Bliss had hung his jacket over a chair back. Now he was unfolding one of the cuttings, flattening it out.
‘This is the important one. Not the article – the photo.’
The picture under the headline, though embellished with the smuts and smudges of hasty copying, had a feeling of formality. A flash photograph, carefully posed, of the two of them. Merrily was sure she must have seen it before.
Even if you didn’t know who he was and what he’d done – what they’d both done – you would automatically have given him an identity: maybe the one-time randy paper boy grinning over his handlebars, grown now into the backstreet grease monkey who would guarantee to get your banger through its MOT for twenty in hand or – Seeing it’s you, my love – a tenner and a kiss.
Frederick West, in suit and shirt and tie, was leaning over the back of a sofa that had floral cushions. Behind him was a photomural of mountains and fir trees. Fred’s hands were resting around the shoulders of the woman sitting on the sofa – plump, mumsie Rosemary, his wife. Fred looked like he’d rather be doing something else to her; Rose looked happy about that.
Two big smiles for the camera, four eyes alight with twisted love and shared memories of dead girls.
‘Oh, it was an eye-opener for all of us, no denying that,’ Bliss said. ‘It shocked us out of our provincial complacency, Merrily. It actually shocked coppers.’
‘Look, I…’ She pushed the paper away; West wore a grin that could sear your dreams. ‘Maybe I should’ve read more about it at the time, but I couldn’t face it. When was it – ninety-five? I wasn’t here then. And I still had… some other problems, personal.’
‘I had nothing to do with him meself,’ Bliss admitted. ‘I’d not been down here long – still a DC when they were digging at Marcle. It was a couple of years later when I was in a pub with a sergeant from Gloucester, who once escorted West to a remand hearing, and this guy, he said that the worst thing of all, the very worst thing, was that you could actually get on well with him. One of the lads, good for a laugh. Of course you’d hire him to install your new bathroom – why not?’
‘And leave him alone with your wife while you were at work?’
Bliss inhaled through clamped teeth. ‘It’s easy to go through all the pictures now and say, yeh, you can tell straight off he’s an evil bastard. But if you didn’t know … I mean, look at him – an imp, a troll. Where’s the serious harm in him?’
Merrily chose not to look, for the moment. It hadn’t even registered at the time that he was a Herefordshire man. He was always ‘the Gloucester mass-murderer’ because that was where he lived, operating as a self-employed builder out of a tall terraced house in Cromwell Street. The house where Fred had promoted Rose as a willing prostitute, watching her doing it with other men, especially black men. Where the Wests had rented out rooms to young people who didn’t take too much luring into sex. And where the police had found most of the bodies of women and girls – buried in the garden or concreted into the cellar. Frederick West who lived for sex – and then killing became part of it. Fred West, the lust murderer, and Rose, his all-too-complicit wife.
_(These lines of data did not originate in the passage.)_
Issue #465, opened 2020-01-10
"Show me an example" buttons are inconsistent between pages


yochannah:
On the region search [show me an example] is up on the top, in the list upload page there is an EXAMPLE button on the bottom of the page. We should pick one location and be consistent about it, so that users can consistently find it!

itolimaesther:
Hi, I'm an outreachy applicant for May 2020. Please I will love to contribute to this issue.

heralden:
Go ahead, I have assigned you to the issue.

itolimaesther:
Alright Thanks

PR #490, opened 2020-03-10
Show example button is consistent in all pages

itolimaesther:

In other to solve the issue of inconsistent "Example button", I moved the code for the "See example" button from views.cljs file to the bottom right by placing it in results.cljs (before the heading Results)
and I also moved the variable declaration of (ex) to be able to generate the example code.

It addresses "Show me an example" buttons are inconsistent between pages #465

fork and clone the repro the enter the directory
Install Leiningen  if you don't have installed already  => sudo apt install leiningen
npm install
lein dev


heralden:
I feel the placement is still inconsistent. How about placing the *Show Example* button on the region search page, to be directly left of the *Search* button? This should make it pretty similar to the upload page. This would mean that the *Search* button would no longer be full-width.

heralden (changes requested):
Forgot to submit my review. Please see my comment above!

itolimaesther:
Alright @uosl

itolimaesther:
show (1)

@uosl I have corrected it now.

less/site.less
```diff
@@ -416,26 +416,7 @@ button.btn, button.cta {
...
-    position: fixed;
-    top: 0;
-    left: 0;
-    width: 2em;
-    height: 2em;
-    padding: 0;
-    border: none;
-    outline: none;
-    box-shadow: none;
+.btn-default-2{
```
heralden: Looks like something went wrong here during merging? The `p.success`, `p.failure` and `textarea.hidden-clipboard` selectors are needed, so can you add them back?

I also suggest we make the CSS more maintainable by moving the `.btn-default-2` selector into the `less/components/regions.less`, nested appropriately. You should also rename it to `.example-button` so it's more obvious that this styling applies specifically to that one button.

heralden (changes requested):
This is much better :rocket: 

There are some changes to the CSS that needs to be done before I merge this. Hope you can check them out.

less/site.less
itolimaesther: Alright

itolimaesther:
@uosl I have made the changes

heralden (approved):
This looks great. Thank you for your help! :100:

PR #492, opened 2020-03-12
Fix tabs on upload results page not switching

### LINKED ISSUE #479: Unable to change tabs for upload results
On the page `/upload/save`

heralden:
This was due to a dispatch running in the render, causing it to re-run
everytime you switched tabs. The fix was to move it into the on-mount
lifecycle, which required separating the review-step component.

There may be a regression if I messed up shuffling the code about, but I tested all the features I knew of to be present on the page. Fixes #479.


yochannah (approved):
works as expected! 💯

PR #494, opened 2020-03-14
Created 'Useful faq' documentation to help first time contributors

Wyrd00:
It can be confusing trying to orient into the OOS and Intermine community; this document is intended to be a source of information sharing among contributors, many who will invariably run into similar questions and issues and want to share it with the community.


heralden (approved):
Thank you, this will be useful. I think it still needs to be linked from the other documentation, but I'll fix that. [=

But the killing had started long before Fred and Rose moved to Cromwell Street. It had started when he was a Herefordshire country boy, born and bred less than thirty miles from Ledwardine and only a ten-minute drive from Underhowle. This was where the police had gone next, after Cromwell Street, discovering that the roots of the evil lay deep in Hereford red soil – something Bliss now kept emphasizing.